■ WHAT THIS TASK INVOLVES ■
Exactness is required throughout. Return every record once more.

[Collected data]
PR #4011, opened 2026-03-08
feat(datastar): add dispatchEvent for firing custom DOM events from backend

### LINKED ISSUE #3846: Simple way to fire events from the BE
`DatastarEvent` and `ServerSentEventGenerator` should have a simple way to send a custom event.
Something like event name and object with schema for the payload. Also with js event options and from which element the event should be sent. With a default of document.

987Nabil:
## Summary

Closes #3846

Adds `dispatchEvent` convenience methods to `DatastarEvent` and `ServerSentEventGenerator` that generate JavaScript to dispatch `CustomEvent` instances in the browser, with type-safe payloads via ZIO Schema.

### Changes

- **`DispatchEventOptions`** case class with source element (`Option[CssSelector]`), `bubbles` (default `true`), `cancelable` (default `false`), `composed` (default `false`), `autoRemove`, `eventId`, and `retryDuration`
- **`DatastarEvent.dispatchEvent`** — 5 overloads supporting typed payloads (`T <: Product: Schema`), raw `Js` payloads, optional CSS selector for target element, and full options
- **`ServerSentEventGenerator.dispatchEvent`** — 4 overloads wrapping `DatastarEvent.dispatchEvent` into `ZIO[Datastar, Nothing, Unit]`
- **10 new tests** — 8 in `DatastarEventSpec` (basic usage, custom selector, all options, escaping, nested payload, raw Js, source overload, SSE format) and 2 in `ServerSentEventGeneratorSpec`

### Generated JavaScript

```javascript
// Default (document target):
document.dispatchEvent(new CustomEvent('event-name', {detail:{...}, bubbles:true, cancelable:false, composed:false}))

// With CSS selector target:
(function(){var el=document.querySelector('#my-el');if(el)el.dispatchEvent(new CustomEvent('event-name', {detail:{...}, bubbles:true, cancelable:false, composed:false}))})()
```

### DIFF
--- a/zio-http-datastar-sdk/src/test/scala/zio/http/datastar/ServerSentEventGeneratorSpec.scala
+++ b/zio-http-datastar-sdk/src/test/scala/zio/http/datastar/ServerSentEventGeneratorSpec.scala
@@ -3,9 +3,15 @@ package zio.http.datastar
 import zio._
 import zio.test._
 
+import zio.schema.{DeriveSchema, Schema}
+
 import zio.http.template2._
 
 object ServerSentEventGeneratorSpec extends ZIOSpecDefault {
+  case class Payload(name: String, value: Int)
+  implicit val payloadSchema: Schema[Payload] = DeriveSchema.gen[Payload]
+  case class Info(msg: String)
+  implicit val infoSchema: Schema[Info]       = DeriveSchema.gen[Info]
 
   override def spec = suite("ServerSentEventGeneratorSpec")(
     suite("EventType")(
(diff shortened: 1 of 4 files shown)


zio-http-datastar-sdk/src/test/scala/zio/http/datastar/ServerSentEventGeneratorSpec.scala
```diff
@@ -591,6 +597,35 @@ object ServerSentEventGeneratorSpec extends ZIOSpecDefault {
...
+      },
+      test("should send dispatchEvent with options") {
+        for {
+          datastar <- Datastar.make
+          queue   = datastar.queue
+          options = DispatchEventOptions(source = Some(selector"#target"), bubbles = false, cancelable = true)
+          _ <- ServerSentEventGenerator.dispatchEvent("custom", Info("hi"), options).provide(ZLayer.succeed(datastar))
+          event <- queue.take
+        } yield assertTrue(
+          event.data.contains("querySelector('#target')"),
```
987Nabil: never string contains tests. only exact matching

■ EXPECTED OUTPUT ■
PR #4011, opened 2026-03-08
feat(datastar): add dispatchEvent for firing custom DOM events from backend

### LINKED ISSUE #3846: Simple way to fire events from the BE
`DatastarEvent` and `ServerSentEventGenerator` should have a simple way to send a custom event.
Something like event name and object with schema for the payload. Also with js event options and from which element the event should be sent. With a default of document.

987Nabil:
## Summary

Closes #3846

Adds `dispatchEvent` convenience methods to `DatastarEvent` and `ServerSentEventGenerator` that generate JavaScript to dispatch `CustomEvent` instances in the browser, with type-safe payloads via ZIO Schema.

### Changes

- **`DispatchEventOptions`** case class with source element (`Option[CssSelector]`), `bubbles` (default `true`), `cancelable` (default `false`), `composed` (default `false`), `autoRemove`, `eventId`, and `retryDuration`
- **`DatastarEvent.dispatchEvent`** — 5 overloads supporting typed payloads (`T <: Product: Schema`), raw `Js` payloads, optional CSS selector for target element, and full options
- **`ServerSentEventGenerator.dispatchEvent`** — 4 overloads wrapping `DatastarEvent.dispatchEvent` into `ZIO[Datastar, Nothing, Unit]`
- **10 new tests** — 8 in `DatastarEventSpec` (basic usage, custom selector, all options, escaping, nested payload, raw Js, source overload, SSE format) and 2 in `ServerSentEventGeneratorSpec`

### Generated JavaScript

```javascript
// Default (document target):
document.dispatchEvent(new CustomEvent('event-name', {detail:{...}, bubbles:true, cancelable:false, composed:false}))

// With CSS selector target:
(function(){var el=document.querySelector('#my-el');if(el)el.dispatchEvent(new CustomEvent('event-name', {detail:{...}, bubbles:true, cancelable:false, composed:false}))})()
```

### DIFF
--- a/zio-http-datastar-sdk/src/test/scala/zio/http/datastar/ServerSentEventGeneratorSpec.scala
+++ b/zio-http-datastar-sdk/src/test/scala/zio/http/datastar/ServerSentEventGeneratorSpec.scala
@@ -3,9 +3,15 @@ package zio.http.datastar
 import zio._
 import zio.test._
 
+import zio.schema.{DeriveSchema, Schema}
+
 import zio.http.template2._
 
 object ServerSentEventGeneratorSpec extends ZIOSpecDefault {
+  case class Payload(name: String, value: Int)
+  implicit val payloadSchema: Schema[Payload] = DeriveSchema.gen[Payload]
+  case class Info(msg: String)
+  implicit val infoSchema: Schema[Info]       = DeriveSchema.gen[Info]
 
   override def spec = suite("ServerSentEventGeneratorSpec")(
     suite("EventType")(
(diff shortened: 1 of 4 files shown)


zio-http-datastar-sdk/src/test/scala/zio/http/datastar/ServerSentEventGeneratorSpec.scala
```diff
@@ -591,6 +597,35 @@ object ServerSentEventGeneratorSpec extends ZIOSpecDefault {
...
+      },
+      test("should send dispatchEvent with options") {
+        for {
+          datastar <- Datastar.make
+          queue   = datastar.queue
+          options = DispatchEventOptions(source = Some(selector"#target"), bubbles = false, cancelable = true)
+          _ <- ServerSentEventGenerator.dispatchEvent("custom", Info("hi"), options).provide(ZLayer.succeed(datastar))
+          event <- queue.take
+        } yield assertTrue(
+          event.data.contains("querySelector('#target')"),
```
987Nabil: never string contains tests. only exact matching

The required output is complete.